■ **Data shown**

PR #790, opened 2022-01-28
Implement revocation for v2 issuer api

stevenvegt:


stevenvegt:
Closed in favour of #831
---
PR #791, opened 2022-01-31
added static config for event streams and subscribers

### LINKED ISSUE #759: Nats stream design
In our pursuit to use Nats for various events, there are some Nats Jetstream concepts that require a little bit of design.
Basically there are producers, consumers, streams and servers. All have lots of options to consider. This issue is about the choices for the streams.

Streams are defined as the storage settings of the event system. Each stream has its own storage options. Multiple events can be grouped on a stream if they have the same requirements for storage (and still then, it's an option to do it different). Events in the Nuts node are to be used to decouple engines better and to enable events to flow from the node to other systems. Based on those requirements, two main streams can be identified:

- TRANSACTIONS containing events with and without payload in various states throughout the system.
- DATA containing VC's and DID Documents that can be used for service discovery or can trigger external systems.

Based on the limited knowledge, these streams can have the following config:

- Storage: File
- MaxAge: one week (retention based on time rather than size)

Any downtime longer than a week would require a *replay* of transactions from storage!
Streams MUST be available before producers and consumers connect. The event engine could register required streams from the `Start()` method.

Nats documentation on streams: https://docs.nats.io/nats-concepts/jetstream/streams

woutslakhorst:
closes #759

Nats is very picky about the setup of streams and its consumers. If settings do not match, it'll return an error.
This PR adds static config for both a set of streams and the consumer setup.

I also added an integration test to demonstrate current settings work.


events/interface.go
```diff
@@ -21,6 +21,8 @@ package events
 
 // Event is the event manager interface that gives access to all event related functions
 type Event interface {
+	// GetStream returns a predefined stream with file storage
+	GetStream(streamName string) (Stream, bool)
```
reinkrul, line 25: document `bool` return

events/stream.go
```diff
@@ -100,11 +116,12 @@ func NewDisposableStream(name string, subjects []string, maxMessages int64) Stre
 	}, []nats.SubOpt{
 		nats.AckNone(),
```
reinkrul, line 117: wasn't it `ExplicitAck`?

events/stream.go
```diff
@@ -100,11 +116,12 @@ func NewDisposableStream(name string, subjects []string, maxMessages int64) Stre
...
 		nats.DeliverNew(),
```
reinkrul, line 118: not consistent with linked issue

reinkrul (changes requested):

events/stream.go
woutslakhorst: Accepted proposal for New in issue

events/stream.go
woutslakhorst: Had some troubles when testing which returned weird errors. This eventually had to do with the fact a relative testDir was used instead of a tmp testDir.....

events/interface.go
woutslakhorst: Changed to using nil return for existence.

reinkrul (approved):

■ **Task statement**
Set down, exactly as they stand above, the lines starting with the line with "PR #790, opened 2022-01-28" and going on through the line with "Closed in favour of #831", and no others.

■ **Response area**
PR #790, opened 2022-01-28
Implement revocation for v2 issuer api

stevenvegt:


stevenvegt:
Closed in favour of #831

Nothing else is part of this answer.